Directions for this task | A word-for-word copy of the lines from the one holding "1. Analyze your" through the final line of the records below is the only output asked for.

▽

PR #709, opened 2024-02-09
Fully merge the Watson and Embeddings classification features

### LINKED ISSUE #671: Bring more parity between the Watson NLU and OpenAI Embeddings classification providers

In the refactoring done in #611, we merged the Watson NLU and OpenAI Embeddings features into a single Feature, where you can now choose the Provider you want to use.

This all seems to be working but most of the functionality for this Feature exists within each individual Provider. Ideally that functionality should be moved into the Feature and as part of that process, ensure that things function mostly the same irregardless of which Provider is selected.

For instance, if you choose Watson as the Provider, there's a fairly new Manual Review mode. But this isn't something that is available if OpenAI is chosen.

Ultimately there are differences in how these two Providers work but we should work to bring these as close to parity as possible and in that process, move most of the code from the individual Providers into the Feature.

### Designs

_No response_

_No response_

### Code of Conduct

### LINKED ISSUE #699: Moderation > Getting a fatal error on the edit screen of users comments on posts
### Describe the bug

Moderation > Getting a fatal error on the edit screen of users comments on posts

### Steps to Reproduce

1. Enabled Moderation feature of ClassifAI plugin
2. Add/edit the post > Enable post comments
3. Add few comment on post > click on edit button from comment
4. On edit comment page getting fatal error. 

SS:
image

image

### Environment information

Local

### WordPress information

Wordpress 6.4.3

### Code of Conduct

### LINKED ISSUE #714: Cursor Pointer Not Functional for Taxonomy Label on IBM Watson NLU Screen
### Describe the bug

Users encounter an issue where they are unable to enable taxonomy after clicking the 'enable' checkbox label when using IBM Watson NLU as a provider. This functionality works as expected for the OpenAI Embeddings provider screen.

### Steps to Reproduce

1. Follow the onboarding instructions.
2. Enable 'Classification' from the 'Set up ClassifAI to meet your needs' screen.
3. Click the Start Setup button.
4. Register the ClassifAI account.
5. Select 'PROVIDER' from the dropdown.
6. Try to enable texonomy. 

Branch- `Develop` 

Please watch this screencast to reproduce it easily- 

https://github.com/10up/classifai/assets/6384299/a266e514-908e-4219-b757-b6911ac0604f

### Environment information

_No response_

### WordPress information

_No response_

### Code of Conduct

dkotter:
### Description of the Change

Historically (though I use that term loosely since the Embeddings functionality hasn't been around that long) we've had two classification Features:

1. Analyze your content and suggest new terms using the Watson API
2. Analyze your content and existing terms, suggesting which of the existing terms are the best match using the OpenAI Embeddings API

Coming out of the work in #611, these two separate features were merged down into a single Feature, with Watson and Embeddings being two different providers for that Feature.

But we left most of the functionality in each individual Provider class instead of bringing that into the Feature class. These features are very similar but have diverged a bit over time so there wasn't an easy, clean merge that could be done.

△

Exercise output |
1. Analyze your content and suggest new terms using the Watson API
2. Analyze your content and existing terms, suggesting which of the existing terms are the best match using the OpenAI Embeddings API

Coming out of the work in #611, these two separate features were merged down into a single Feature, with Watson and Embeddings being two different providers for that Feature.

But we left most of the functionality in each individual Provider class instead of bringing that into the Feature class. These features are very similar but have diverged a bit over time so there wasn't an easy, clean merge that could be done.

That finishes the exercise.